Öyle Bir Geçer Zaman Ki dizisinde 'İnci Hoca' rolüyle hafızalara kazınan Yeliz Kuvancı, yeni sezonda 'Seni Bana Yazmışlar' dizisinde 'Zeynep' rolüyle ekranlara geliyor. Oynadığı karakteri aşık olduktan sonra sapıtan tatlı bir kaçık olarak değerlendiren güzel oyuncu, terk edilmenin dizide de olsa insana iyi bir şey hissettirmediğini söyleyedi.

Yeliz Kuvancı, yeni rolü, oyunculuğun yaşamına kattıklarını ve özel hayatıyla ilgili soruları yanıtladı.

- 'İnci Hoca' rolünden sonra 'Zeynep' sizce nasıl bir rol oldu?
Çok farklı iki duygu dünyası ama aynı iyilik, aynı saflık... İkisi de sevdiler mi dünyayı görmeyen iki kadın.
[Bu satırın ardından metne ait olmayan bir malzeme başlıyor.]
PR #474, opened 2018-04-16
Add params for katello-host-tools

sean797:


ehelms (approved):
A worthy follow up conversation would be whether to alter this to make the agent false by default to allow users to opt-in. This sets the stage for REX being primary (aka the push model) and users to opt-in to the agent (aka pull model).

mmoll:
merged, thanks @sean797!

PR #476, opened 2018-04-18
Add minimal IPv6 support to preseed

arjenz:
Fill /etc/network/interfaces with IPv6 stanza if .ip6 is present

### DIFF
--- a/provisioning_templates/snippet/preseed_networking_setup.erb
+++ b/provisioning_templates/snippet/preseed_networking_setup.erb
@@ -7,10 +7,10 @@ description: this will configure your host networking, it configures your primar
     as other configures NICs. It supports physical, VLAN and Alias interfaces. It's intended to be
     called in your preseed finish template.
 %>
-<% subnet = @host.subnet -%>
-<% dhcp = subnet.dhcp_boot_mode? -%>
-<% subnet6 = @host.subnet6 -%>
-<% dhcp6 = subnet6.dhcp_boot_mode? -%>
+<% host_subnet = @host.subnet -%>
+<% host_dhcp = host_subnet.nil? ? false : host_subnet.dhcp_boot_mode? -%>
+<% host_subnet6 = @host.subnet6 -%>
+<% host_dhcp6 = host_subnet6.nil? ? false : host_subnet6.dhcp_boot_mode? -%>
 
 real=`ip -o link | awk '/<%= @host.mac -%>/ {print $2;}' | sed s/://`
 cat << EOF > /etc/network/interfaces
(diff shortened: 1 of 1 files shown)


provisioning_templates/snippet/preseed_networking_setup.erb
```diff
@@ -27,6 +27,11 @@ iface $real inet <%= dhcp ? 'dhcp' : 'static' %>
     dns-nameservers <%= @host.subnet.dns_primary %> <%= @host.subnet.dns_secondary %>
     dns-search <%= @host.domain %>
 <% end %>
+<% if @host.ip6 %>
```
mmoll: I think there's also a check for `@host.subnet6` needed here.

provisioning_templates/snippet/preseed_networking_setup.erb
```diff
@@ -47,5 +52,10 @@ iface $real inet <%= dhcp ? 'dhcp' : 'static' %>
     address <%= interface.ip %>
     netmask <%= subnet.mask %>
 <% end %>
+<% if interface.ip6 %>
```
mmoll: I think there's also a check for `interface.subnet6` needed here.

mmoll (dismissed):

mmoll:
I'm a bit unsure about this. I do have IPv6 hosts that got their values filled by facts, but don't have a subnet assigned. Even if they have, `gateway` is not a mandatory parameter in the subnet.

arjenz:
I added a couple of if statements

What would happen was that I'd assign IPv6 through foreman, that would be ignored, and then the node would submit a fact with an autoconfig IPv6 IP (if that happened to be available on the local network), overwriting my assignment.
Without IPv6 autoconfig it will just ignore the IPv6 IP during provisioning, I think I've both seen it clear the assignment in foreman (after a puppet run with no IPv6 on any interface), and foreman sticking to the assignment but nothing acting on it. Not 100% sure on this last behaviour because I was  troubleshooting at the same time.

mmoll:
We're getting there... :)
After another look, I'd like to have a check for the "static" boot-mode to get added and use the added sections only when its set. Then I think all is ready.

arjenz:
And I think the `next if` each loop for the managed_interfaces will skip IPv6 if there is no IPv4 subnet present (because it checks for `interface.subnet.nil?`) currently.
I am not using this part managed_interfaces myself now, added it for completeness sake in this file.

I'll try and fix this and look at the static boot-mode logic tomorrow, thank you for reviewing so far.

arjenz:
@mmoll I reworked the managed_interfaces to handle "IPv6 only" interfaces and added checks for subnet6 existence/boot_modes.

mmoll:
@arjenz Sorry, that slipped off my radar...

I did still have some problems in my environment with the latest changes and started to rework the whole snippet, resulting into a quite big change, also pushed here.

Could you please review and check this in your environment?

PR #478, opened 2018-04-19
Adding snippet to blacklist kernel modules

sbernhard:
With this snippet you can blacklist kernel modules like floppy or pcspkr by setting a global parameter:
key: blacklist_kernel_modules value: "floppy pcspkr"
This solves warning like "blk_update_request: I/O error, dev fd0, sector 0" during system startup.


provisioning_templates/provision/autoyast_sles_default.erb
```diff
@@ -186,6 +186,9 @@ cp /etc/resolv.conf /mnt/etc
 
 <%= snippet('remote_execution_ssh_keys') %>
 
+#blacklist kernel modules
+<%= snippet "blacklist_kernel_modules" %>
```
lzap: No SUSE expert here, but isn't autoyast a XML syntax? This comment looks like kickstart one.

lzap (changes requested):
Frankly, we tend not to add those comments before snippets, it renders to nothing which is fine behavior.

provisioning_templates/provision/autoyast_sles_default.erb
sbernhard: You are right. AutoYAST ist XML syntax but this change is in a script section which are just common shell commands.

sbernhard:
I will remove the comments.

lzap (approved):
Thanks

sbernhard:
How to get this PR "in" / done?

sbernhard:
[ping]

provisioning_templates/snippet/blacklist_kernel_modules.erb
```diff
@@ -0,0 +1,12 @@
+<%#
+kind: snippet
+name: blacklist_kernel_modules
+model: ProvisioningTemplate
+snippet: true
+%>
+
```
lzap: Can you remove the blank line? This will create blank line on every rendered template, we already have couple and we actually want *less* :-)

provisioning_templates/snippet/blacklist_kernel_modules.erb
```diff
@@ -0,0 +1,12 @@
...
+<% if host_param('blacklist_kernel_modules') %>
+  <% host_param('blacklist_kernel_modules').split.each do |mod| %>
```
lzap: Can you use `-%>` here and above to prevent empty lines? This will create blank line on every rendered template as well.

lzap (changes requested):
Sorry I am very late on some notifications, other than that we can merge.

lzap:
@sbernhard just ping me anytime for any PR on IRC if I leave you waiting, this is not intentional at all, sorry about that. Just busy. I am "lzap" on IRC.

lzap (approved):
Thanks.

Dolayısıyla çok farklı bir ruh ve kalp ikilisi yok. Ama elbette ki yaşam biçimleri, çevreleri ve tepkileri bakımından çok farklı iki kadın... Benim için ikisiyle de uğraşmak zevk. İnci'den sonra Zeynep'i izleyenlerin tepkisi çok komik: 'A sen çok gençmişsin, sen ne kadar neşeliymişsin' diyorlar sürekli.

- Bir anda tanındınız ve ardından başrol geldi. Neler söyleyeceksiniz?
Benim için önemli olan projedir. 'Seni Bana Yazmışlar' hayatıma harika şeyler katan, bana çok eğlenceli, güzel günler yaşatan ve elbette ki mesleki anlamda da bir başrolün ağırlığını ve sorumluluğunu tanıtan bir iş. Ayrıca haftanın 6-7 günü çalışma imkanı bulunca kamerayla ve kamera önü oyunculuğuyla ilgili çok şey kapıyor insan.

ZEYNEP BİR KAÇIK

- Zeynep'i bize anlatır mısınız?

Etrafımızda çok rahatça görebileceğimiz türden bir kız. Sıra dışı özellikleri, hali yok. Deli dolu, cesur, hayatını seven, eğlenceli bir karakter... Zeynep aşık olup sapıttı ve tüm hayatını adama göre şekillendirdi, kaçık!

- Karakter olarak Zeynep'e benziyor musunuz?
İkimiz de enerjik, lafını esirgemeyen, eğlenmeyi seven ve cesur kızlarız. Ama ben aşk konusunda onun kadar ısrarcı ve inatçı olmazdım.

- Dizide de olsa terk edilmek nasıl bir duygu ve gerçek hayatta böyle bir şey yaşadınız mı?
Terk edilmek herhalde kimsenin hoşuna giden ve onu mutlu eden bir durum olamaz. Dolayısıyla yarattığı his aynı... Zeynep açısından da bu böyle oldu. Kabulleniş veya reddediş aşamasında takılır insanlar. Kabullenmek ve devam etmek en güzelidir bence.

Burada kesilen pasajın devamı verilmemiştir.